The game has also helped Pannu with her self growth.

“Playing tennis has helped me become mentally stronger, because it’s a single person game, so you’re just out there on the court by yourself, you have to think through the game by yourself, so it’s a mentally tough game,” Pannu said. “Pushing through that to be able to up my game has helped me to become a mentally stronger person both in tennis and outside of tennis.”

This year has been a testament to that growth, which stems from Pannu’s biggest weakness in the game. “I struggle a lot with the mental aspect of it. I get really panicky, a lot of anxiety, and that diminishes my performance when I’m playing but over the years I’ve been able to work through it and I’ve risen through the ranks of the tennis team,” Pannu said.

Putt also acknowledged Pannu’s struggles, and her overcoming her fears to succeed on the court, especially as Putt said, “Harleen has a really strong game. She has great ground stroke, really good top spin.

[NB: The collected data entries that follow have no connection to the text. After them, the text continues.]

PR #1092, opened 2019-07-16
Simplify explorer service node

abrooksv:
## Description
* Pull data from enum so it is in one place
* Rename serviceName to serviceId since that is more accurate

## Testing
Validated Explorer still works

## License


jetbrains-core/src/software/aws/toolkits/jetbrains/core/explorer/AbstractActions.kt
```diff
@@ -16,7 +16,11 @@ import javax.swing.Icon
  *
```
kiiadi: This whole file just looks like formatting.

jetbrains-core/src/software/aws/toolkits/jetbrains/services/cloudformation/CloudFormationExplorerNodes.kt
```diff
@@ -26,9 +27,10 @@ import software.aws.toolkits.jetbrains.utils.TaggingResourceType
 import software.aws.toolkits.jetbrains.utils.toHumanReadable
 import software.aws.toolkits.resources.message
 
-class CloudFormationServiceNode(project: Project) : AwsExplorerServiceRootNode(project, message("explorer.node.cloudformation")) {
-    override fun serviceName() = CloudFormationClient.SERVICE_NAME
-
+class CloudFormationServiceNode(
+    project: Project,
+    explorerService: AwsExplorerService
```
kiiadi: What's the value of passing this in vs having it be part of the `CloudFormationServiceNode` implementation? Is there a time where `explorerService` would be anything other than `AwsExplorerService. CLOUDFORMATION` ?

abrooksv: That....is a great question. Got blinders on and didnt see the obvious thing.

jetbrains-core/src/software/aws/toolkits/jetbrains/core/explorer/AbstractActions.kt
abrooksv: Ya, will revert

Nice serve.” Putt said that without fear holding Pannu back her skill level has been able to shine through.

Laysha Ricci has been on the tennis team for three years, sophomore to senior, and is known not only for her strong game but kindness that brings the team together.

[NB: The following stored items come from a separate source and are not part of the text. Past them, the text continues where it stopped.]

PR #1102, opened 2019-07-22
Implement resource cache - to be used for caching describe calls

kiiadi:
## Types of changes

## Description

Implementation of an `AwsResourceCache` - generic implementation of a cache that allows in-memory storage of AWS service call results - typically used for list/describe calls. Currently supports:
- caching by region/credential ID
- time-based cache expiry
- optionally falling back to stale data in the event of a failed refresh
- optionally forcing a refresh (including updating the cached version) - for use when it's known that a key has changed (e.g. new bucket created)
- customizable cache expiry based on resource type

Future features:
- support for pagination
- alternate storage mechanisms (e.g. on disk)

## Motivation and Context

Several dialogs repeatedly make the same describe or list resources call to populate UI drop-downs etc - this results in unnecessary calls to AWS that are problematic for several reasons:
- additional network load
- calls make get throttled
- delay populating UI for data that is already known

## Testing

New unit tests added to cover cache implementation

## Checklist

## License


jetbrains-core/src/software/aws/toolkits/jetbrains/core/AwsResourceCache.kt
```diff
@@ -6,64 +6,121 @@ package software.aws.toolkits.jetbrains.core
...
+/**
+ * Intended to prevent repeated unnecessary calls to AWS to understand resource state.
+ *
+ * Will cache responses from AWS by [AwsRegion]/[ToolkitCredentialsProvider] - generically applicable to any AWS call.
+ */
 interface AwsResourceCache {
-    fun lambdaFunctions(): CompletableFuture<List<LambdaFunction>>
+
+    /**
+     * Get a [resource] either by making a call or returning it from the cache if present and unexpired. Uses the currently [AwsRegion]
```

Through these years Ricci has observed her own improvement. “I’ve definitely gotten better, and a lot more confident in my playing skills, which has helped my playing game overall,” Ricci said. 

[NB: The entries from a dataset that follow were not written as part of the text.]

PR #1108, opened 2019-07-25
Adding the ability to have 'view' of cached resources

kiiadi:
## Types of changes

## Description

Builds on #1102 adds the ability to define views on top of `CachedResources` that mean the underlying raw data is only cached once. Views are applied in memory at the point of cache retrieval.

## Testing

Added new tests for the view logic.

## License

### DIFF
--- a/jetbrains-core/src/software/aws/toolkits/jetbrains/core/AwsResourceCache.kt
+++ b/jetbrains-core/src/software/aws/toolkits/jetbrains/core/AwsResourceCache.kt
@@ -34,7 +34,7 @@ interface AwsResourceCache {
      * @param[useStale] if an exception occurs attempting to refresh the resource return a cached version if it exists (even if it's expired). Default: true
      * @param[forceFetch] force the resource to refresh (and update cache) even if a valid cache version exists. Default: false
      */
-    fun <T> getResource(resource: CachedResource<T>, useStale: Boolean = true, forceFetch: Boolean = false): CompletionStage<T>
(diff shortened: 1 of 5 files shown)


jetbrains-core/src/software/aws/toolkits/jetbrains/core/AwsResourceCache.kt
```diff
@@ -107,8 +115,13 @@ class DefaultAwsResourceCache(private val project: Project, private val clock: C
         useStale: Boolean,
         forceFetch: Boolean
     ): CompletionStage<T> {
-        val key = Key(resource, region, credentialProvider)
+
+        if (resource is CachedResourceView<*, T>) {
+            return getResource(resource.underlying, region, credentialProvider, useStale, forceFetch).thenApply { resource.doMap(it as Any) }
```
abrooksv: Why is the .doMap needed? Isn't it transformed at the fetch already?

kiiadi:
@abrooksv have taken your feedback about the interfaces on - now there's a sealed `Resource<T>` class with two possible implementations: 
- an `abstract Cached<T>` which includes `fetch()` & `expiry()`
- a concrete final `class View<Input, Output>` which takes an `underlying: Resource<Input>` and `transform: (Input) -> Output` as arguments

The caller doesn't need to care what type of `Resource<T>` is - the cache implementation takes care of applying the transformations and fetching from cache.

This doesn't specifically address your list-bucket-region concern - I think we can add that as a future enhancement - I don't have the capacity to do it now - but I've made a mention of it in the design posted as part of #1113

This year posed a particular challenge in its start.

“I was very down on myself when I started doing bad in the beginning of the season,” Ricci said. “I had new opponents that I wasn’t sure how to play and it was a real challenge and I was really stubborn minded trying to continue what I had been doing for the last years before I realized I had to make a change.”

The variety of the game has in fact proven to be one of Ricci’s favorite parts. “I really like how it’s one on one but still has teamwork, for example the variety between doubles and singles,” Ricci said. “There’s a lot of different strategies to use while playing too, which I find very interesting, especially in how I can make them work for me.”

Ricci has also brought continuous unity to the team in her attitude, no matter her performance on the court.

“Laysha is one of the kindest, friendliest, most easy going people you’ll ever meet,” Putt said. “She always approaches everything with a kind of calm and tries her very best every time she’s out there.”

Leina Young is the newest member of the team and has made progress from beginning with almost no background in the sport. 

“We brought her on because she had a really good attitude and she seemed to really want to be part of the team,” Putt said.

With this attitude Young has improved in her abilities, as much through her intrinsic motivation to support the team as her appreciation of the sport itself.

“It seemed like fun and I really wanted to have a team sport in high school,” Young said. While never playing tennis before, Young reminisced about playing badminton with her dad as a child, applying the same concepts to her beginnings in the sport.

While Young enjoyed being on the team, starting with such little experience had its drawbacks as she admitted some of her least favorite memories came from watching others playing at a level she wished she could reach sooner, in order to participate more. 

As an individual, Young’s improvement has developed immensely over the season, as Putt said she has evolved a strong foundation of the sport, with her strokes, rallies, and general understanding all strengthening.

“From a personal perspective, I’ve improved,” Young said about her improvement, acknowledging she still has a way to go to reach the level of some other members of the team, but emphasizing the importance of the journey, and the memories she’s made along the way, her foundational reason for joining the team.

“Bus rides, karaoke, snacks, being a team, karaoke,” Young said about her favorite memories.